> _Records for this task_:
::::::

Issue #1529, opened 2023-08-05
Consider tailwindcss/typography as default for rx.markdown and rx.html components


masenf:
**Describe the bug**
Rendering raw HTML can have unexpected results because tailwind and in some cases chakra kills the standard formatting of headings and other common tags. The markdown situation is a little better, because reflex automatically maps common tags to reflex components which are styled appropriately.

A general solution to this problem is to use tailwindcss/typography plugin via `class_name="prose"`, which brings back some standard formatting rules. We should consider this as the default for the `rx.html` component.

**To Reproduce**
```python
import reflex as rx

class State(rx.State):
    pass


def index() -> rx.Component:
    return rx.html("""
        <h1>Foo</h1>
        <h2>Bar</h2>
        <p>This text is <em>italic</em> and this is <strong>bold</strong></p>""",
        class_name="prose")


app = rx.App()
app.add_page(index)
app.compile()
```

<img width="473" alt="image" src="https://github.com/reflex-dev/reflex/assets/1524005/026ecc7b-b7b9-4e12-8b62-2ac534c1bd44">

With typography added (`rxconfig.py`):

```python
import reflex as rx

class ReprotypographyConfig(rx.Config):
    pass

config = ReprotypographyConfig(
    app_name="repro_typography",
    tailwind={
        "plugins": ["@tailwindcss/typography"],
    },
    frontend_packages=["@tailwindcss/typography"],
)
```

It looks much nicer

<img width="473" alt="image" src="https://github.com/reflex-dev/reflex/assets/1524005/70b0d89b-64d7-4246-998a-28001bde3ea8">

Issue #613, opened 2023-02-27
pc.html does not pay attention to tags


hirscr:
**Describe the bug**
header tags like `<h1></h1>` have no effect on the text between the tabs

**To Reproduce**
you can just look at your own docs on website
 - Code/Link to Repo:](https://pynecone.io/docs/library/other/html)

**Expected behavior**
header tags should produce bolded and englarged text

**Screenshots**

** Specifics (please complete the following information):**
 - Python Version: 3.9
 - Pynecone Version: latest
 - OS:  mac
 - Browser (Optional): safari, chrome
 
**Additional context**

Kaushal-Dhungel:
Hi, Can I work on this issue?

Alek99:
> Hi, Can I work on this issue?

Yes you can work on this issue. Thanks!

masenf:
The problem here is that reflex has a CSS reset which removes all distinctions between headings. So unless your site is using tailwind typography or setting your own CSS rules for the headings, they are going to appear visually identical.

kylelee1027:
Hello, can I work on this?

picklelo:
This is still an issue, but not sure what the solution is. As mentioned above the css is getting reset within the Reflex app, so not sure how to get the original one back.

masenf:
This has been attempted a few times in the past. See https://github.com/reflex-dev/reflex/issues/1529

In that issue i have an example code which restores "nice looking" default styles for headers and other components via the tailwind/typography package and the `prose` class.

If you're planning to fix this issue, then i would suggest a similar route as described in that bug.

kylelee1027:
I thought that maybe adding the typography plugin as a default value for tailwind in the reflex config would work but it didn't :( or maybe I just implemented it wrong?

masenf:
You also need to add the `class_name="prose"` to the `rx.html` as a default. I think a recent PR just added `rx-Html` as another default class name, so you should be able to piggy back on that.

PR #3593, opened 2024-06-29
Use tailwind typography plugin by default

minimav:
This PR addresses #1529 to make the HTML component display tags correctly by default via the Tailwind typography plugin as suggested on the issue itself and using the `prose` class as mentioned [here](https://github.com/reflex-dev/reflex/issues/613#issuecomment-2080271098).

Example of this working:

Screenshot 2024-06-29 at 15 28 19

via this:

Screenshot 2024-06-29 at 15 28 37

-------

### All Submissions:

### Type of change

### New Feature Submission:

### Changes To Core Features:


Lendemor:
I don't have an issue about the code itself, I'm just not sure if we should have the `tailwindcss/typography` as a default for every project, rather than enabling it when rx.html is used.

masenf:
@Lendemor is there a perceived downside to bringing in the typography plugin for every project? Slightly large download size perhaps, but i think in deploy/prod mode the extra classes will be pruned out if `prose` is not actually used anywhere.

Lendemor:
> @Lendemor is there a perceived downside to bringing in the typography plugin for every project? Slightly large download size perhaps, but i think in deploy/prod mode the extra classes will be pruned out if `prose` is not actually used anywhere.

Probably nothing big, I just remembered some users disabling tailwind in their projects (we had it included as default before, then we made it optional at some point) because it was conflicting with some others stuff they were using I think.

If we enable it forcefully again, it might break these users apps? I'm not sure how many users this is tho, so maybe it's not a big deal.

masenf:
> If we enable it forcefully again

If user sets `tailwind=None` in their config, then they will not get the plugins either, so i think it's safe

adhami3310 (approved):
Sorry for sleeping on it 😅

::::::

> _Task objective_:
Out of the records above, pull each line containing the word "forcefully".

> _Solved exercise_:
If we enable it forcefully again, it might break these users apps? I'm not sure how many users this is tho, so maybe it's not a big deal.
> If we enable it forcefully again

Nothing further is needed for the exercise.